» REQUIRED WORK
Using "documentation" as the search string, find the matching lines below and copy them.

Collected data entries
PR #5543, opened 2025-02-05
refactor: rm pie sector navigation, add test for accessibilityLayer

ckifer:
## Description

Pie had some custom keyboard handlers which interfered with accessibilityLayer

## Related Issue

N/A

## Motivation and Context

Remove custom focus handling

## How Has This Been Tested?

- ehhh, it needs some work but so do all Polar charts

## Types of changes

- [ ] Bug fix (non-breaking change which fixes an issue)
- [ ] New feature (non-breaking change which adds functionality)
- [ ] Breaking change (fix or feature that would cause existing functionality to change)

## Checklist:

- [ ] My change requires a change to the documentation.
- [ ] I have updated the documentation accordingly.
- [ ] I have added tests to cover my changes.
- [ ] I have added a storybook story or extended an existing story to show my changes

PR #5544, opened 2025-02-05
feat: allow index wraparound for keyboard control

ckifer:
## Description

allow wrap around in accessibilityLayer/keyboard navigation. Polar charts (and all charts) should wrap back to 0 when the end of the chart is reached. For polar charts this enables pie to navigate "normally" as the last index is in the position that I would generally consider 2nd

## Related Issue

N/A

## Motivation and Context

- anticipate issues reported for accessibilityLayer in polar charts

## How Has This Been Tested?

https://github.com/user-attachments/assets/5db77cce-9feb-4bc1-bfbe-0a27d13d5705

https://github.com/recharts/recharts/pull/5543 interferes with this right now but it will be removed in that PR

## Types of changes

## Checklist:

### DIFF
--- a/src/state/keyboardEventsMiddleware.ts
+++ b/src/state/keyboardEventsMiddleware.ts
@@ -49,9 +49,11 @@ keyboardEventsMiddleware.startListening({
     const direction = selectChartDirection(state);
     const directionMultiplier = direction === 'left-to-right' ? 1 : -1;
     const movement = key === 'ArrowRight' ? 1 : -1;
-    const nextIndex = currentIndex + movement * directionMultiplier;
-    if (nextIndex >= tooltipTicks.length || nextIndex < 0) {
-      return;
+    let nextIndex = currentIndex + movement * directionMultiplier;
+    if (nextIndex >= tooltipTicks.length) {
+      nextIndex = 0;
+    } else if (nextIndex < 0) {
+      nextIndex = tooltipTicks.length;
     }
     const coordinate = selectCoordinateForDefaultIndex(state, 'axis', 'hover', String(nextIndex));
 
--- a/test/chart/AccessibilityLayer.spec.tsx
+++ b/test/chart/AccessibilityLayer.spec.tsx
@@ -147,39 +147,39 @@ describe.each([true, undefined])('AccessibilityLayer with accessibilityLayer=%s'
       const cursor = container.querySelector('.recharts-tooltip-cursor');
       expect(cursor).not.toBeNull();
 
-      // Ignore left arrow when you're already at the left
+      // Wrap around when already at the left
       arrowLeft(svg);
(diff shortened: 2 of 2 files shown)


PavelVanecek:
So this might work but I would like to go in different direction. And that is: each chart should have its own logic for what "Next" and "Previous" means.

The cartesian charts will keep what is there right now. So, go all the way to the right, stop there. All the way to the left, stop there.

The polar charts will wrap around because they go around in a circle so it feels more natural.

Treemap, Sankey, Sunburts - they use their own special format for tooltip index so they won't use array-based loops anyway.

We have this pattern already in place with `tooltipPayloadSearcher`. Can we add `getNextTooltipIndex` and `getPreviousTooltipIndex` next to it?

ckifer:
Sure, this was just the least effort stab at something. 

I'm not sure I agree that Cartesian charts shouldn't wrap though. Why not? I get they don't go in a circle but it's a long way back to the beginning from the end if you're a keyboard only user

PavelVanecek:
@julianna-langston what is your view on the question of wrapping around the tooltip index?

julianna-langston:
It would be my personal preference for values to *not* wrap. While I understand that it makes more intuitive sense for keyboard-only users, especially in the case of charts that are literally circles, my reasoning is focused more on screen reader users. How does the screen reader user know that the chart has "wrapped around"? Let's say the user presses RIGHT, and learns there are values 1, 2, 3, 4, 1. Are there 4 slices, and they've wrapped around, or are there 5+ slices? I think it's better for a blind user, who has to figure out the layout of the space at the same time as they figure out the data values, if we're consistent with both cartesian and polar charts.

That said, there are significantly more keyboard-only users than screen reader users. If we anticipate this being a popular request among sighted, keyboard-only users, I won't oppose the change.

Note that I assume HOME and END still work in a polar chart. It doesn't make as much sense as in the context of a cartesian plot, but it's the best I've come up with.

ckifer:
Thanks @julianna-langston I trust you more than myself here - while I could see it as a useful feature to wrap in either scenario for a non-screen reader user I see your point. We could make the screen reader announce that the chart is back to the beginning? But thats more work to maintain I guess.

Let's disregard wrapping for now and revisit if we get feature requests, etc. its not worth of being anticipatory

Right now in 3.x we have a few issues then:

1. Polar charts do not go the correct direction when pressing RIGHT or LEFT (LEFT goes right, RIGHT goes left). This is because the charts are rendered the opposite direction you'd expect in terms of which index you are on (RTL instead of LTR)
2. `HOME` and `END` do not work at all on any charts. @julianna-langston did this work previously? I don't think it works in 2.x at the latest and I don't see code for it

ckifer:
Will close this PR and follow up with the ability to modify how an index is selected in each chart to give us the flexibility to do some cool things with this later

PR #146, opened 2026-09-16
fix: fail setup when the config cannot be saved

### LINKED ISSUE #125: Setup commands report success and exit 0 after failing to save
All four `*Commands::setup` functions treat a failed `insert_*` as a warning and then "print '<id>' configured successfully!" unconditionally, exiting 0. With an unwritable config directory the run prints both "failed to save provider config: ..." and "configured successfully!", and nothing is on disk.

Propagating the error instead would end the command with a non-zero exit and no success line, and would abort the outer setup rather than creating the dangling reference. Note this changes launch too, since remediation reaches setup through reconfigure.

maskjelly:
Closes #125.

All four `*Commands::setup` functions treated a failed `insert_*` as a warning and then printed `"<id> configured successfully!"` unconditionally, exiting 0 over configuration that never reached disk. With an unwritable config directory the run printed both `failed to save provider config: …` and `configured successfully!` — and callers that then referenced the new entry were left holding a dangling reference.

Each insert now propagates its original message with `map_err(…)?`, so the success line is unreachable when the save fails:

- `src/commands/provider.rs` — `insert_provider`, before the health check and success line
- `src/commands/launcher.rs` — `insert_launcher`
- `src/commands/model.rs` — `insert_model`
- `src/commands/capability.rs` — `insert_capability`

**Callers, verified for the issue's "would abort the outer setup" claim:**

- CLI: `main.rs` maps every command arm through `.map_err(|e| ctx.ui.error(&e.to_string()))` and exits 1 (`main.rs:488-591`), so the run now ends non-zero with a visible error.
- TUI: `utils/ui/app.rs:1522-1533` renders `Setup failed: {e}` in the pane (the pane stays alive, which is right for a TUI).
- Remediation: `shared/remediation.rs:385-391` is a pure pass-through and its caller propagates with `?` (`:231`); the upstream `launch`/`info` paths propagate too, so `launch` aborts instead of creating the dangling reference.

**Tests.** Each of the four setups gets a `#[cfg(unix)]` regression test that makes the `TestConfigHome` tree read-only, calls setup, and asserts both `result.is_err()` and that no captured info contains "configured successfully". Fail-without-fix (source reverted, tests kept): all four fail on `assertion failed: result.is_err()`. With the fix: 4/4 pass; full suite `880 passed, 0 failed`.

**Two things to look at, deliberately disclosed:**

1. **The test harness gained `Config::ensure_directories()`** (`src/config/mod.rs`, `TestConfigHome::new`). Without it, five *pre-existing* tests (`setup_agent_model_persists_config`, `info_reconfigures_a_broken_capability_when_asked`, `setup_custom_model_with_no_variants_…`, and two remediation tests) fail once the swallowed errors become real: the temp home has no `models/`, `providers/`, … directories, so their saves fail — they had been passing only because the bug hid it. I verified both directions (harness change disabled → those tests fail; restored → pass). If you would rather the harness stay minimal, the alternative is creating the needed directories inside each affected test.
2. **`make_unwritable()`/`make_writable()` are recursive.** Chmod'ing only the home root does not block writes through a still-writable `home/models/`, so the helper locks the whole tree and tests restore permissions before the `TempDir` guard drops.

**Not done, deliberately.** The bulk-wizard warnings in `src/commands/setup.rs` (`:2220`, `:2251`, `:2312`, `:2363`) are left as they are — the issue scopes the four `*Commands::setup` functions; say the word if you want the wizard to fail the same way.

**Gates** (with CI's pinned 1.88.0): `cargo fmt --all -- --check`, `cargo clippy --all-targets --all-features -- -D warnings`, `cargo test --locked --all-targets --all-features` — all clean.


gabe-l-hart:
The code looks good, but I'm also seeing this unit test failing locally. The test seems like it should be unrelated (it's related to the interactive TUI's show/hide functionality that was changed in #148 ). I'll investigate further.

gabe-l-hart:
Looks like this is a bad unit test from my previous branch. Will fix that independently and merge, then update this branch.

gabe-l-hart:
Test fix inbound: https://github.com/ibm-granite-community/granite-cli/pull/149

gabe-l-hart (approved):
Thanks for the contribution! This is a nice improvement to those silent errors. I've confirmed that the errors trigger as expected when the directory is unwritable and don't trigger when it is.

Once the bad test is fixed on `main`, I'll update this branch and merge.

PR #147, opened 2026-09-16
fix: create the bob workspace config directory before MCP registration

### LINKED ISSUE #144: bug: `launch bob` fails with an MCP enabled and no `.bob` directory
```sh
Fatal error: ENOENT: no such file or directory, open '/Users/ghart/Projects/github/ibm-granite-community/granite-cli-2/.bob/mcp.json'
Error: `/Users/ghart/.nvm/versions/node/v24.13.1/bin/bob mcp add-json vision-mcp {"headers":{},"type":"http","url":"http://127.0.0.1:57218/mcp"} -s workspace` exited with status exit status: 1
```

maskjelly:
Closes #144.

`bob mcp add-json … -s workspace` writes workspace-scoped MCP config to `<workspace>/.bob/mcp.json`, and the downstream `bob` binary expects that directory to exist — it does not create it itself. On a workspace that has never run bob before, registration dies with `ENOENT: … .bob/mcp.json` and the launch with it.

**The fix:** `BobLauncher::launch` now makes the directory (`ctx.working_dir/.bob`) immediately before the registration loop — only when there is at least one binding to register, and never on a dry run, which must not touch the filesystem. `create_dir_all` is a no-op when the directory is already there, so an existing `.bob/` is untouched, and the `remove` path is unchanged (it is best-effort by design and does not need the directory).

**One detail worth checking:** the guard tests the *final* binding list, after delegate sub-agents have pushed their `bob-sub-agents` binding onto it. A sub-agent-only launch therefore creates the directory too — it registers that server with the same `-s workspace` scope and would hit the same ENOENT otherwise. Testing the pre-delegate list would have left that half of the bug in place.

The directory name lives in a named constant with the why-comment, since it is a fact about bob's own layout rather than about this project's config.

**Tests:** three unit tests over the helper — a missing `.bob` is created, an existing one with an `mcp.json` in it is left byte-identical, and a dry run creates nothing. With the helper temporarily neutered the first fails (`assertion failed: … .bob is_dir()`); restored, 3/3 pass. `launch()` itself needs a real `bob` binary and has no fake-executable precedent in the repo's tests, so it stays uncovered end to end — the manual check on a machine with bob installed: `granite-cli launch bob` with an MCP binding on a fresh directory, confirming `.bob/mcp.json` appears and bob starts.

**Uncertainty, stated plainly:** bob resolves `-s workspace` against its process cwd, and this launcher spawns children without setting `current_dir` while `main.rs` builds `working_dir` from `current_dir()`, so `ctx.working_dir` is the workspace bob sees today. If bob ever resolves the workspace from a flag or its own config instead, this assumption should move with it.

**Gates** (CI's pinned 1.88.0): `cargo fmt --all -- --check`, `cargo clippy --all-targets --all-features -- -D warnings`, `cargo test --locked --all-targets --all-features` (879 passed) — all clean. Note for reviewers: the default toolchain is 1.98 here, whose clippy reports 5 pre-existing `collapsible_if` findings in other launchers; 1.88 is clean on both trees.


gabe-l-hart (approved):
Thanks for fixing this! Confirmed that it works as expected when `.bob` is missing and there are MCP servers to add. Also confirmed that `.bob` is _not_ created when there are no MCP servers to add.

» SOLUTION TO THE PROBLEM
- [ ] My change requires a change to the documentation.
- [ ] I have updated the documentation accordingly.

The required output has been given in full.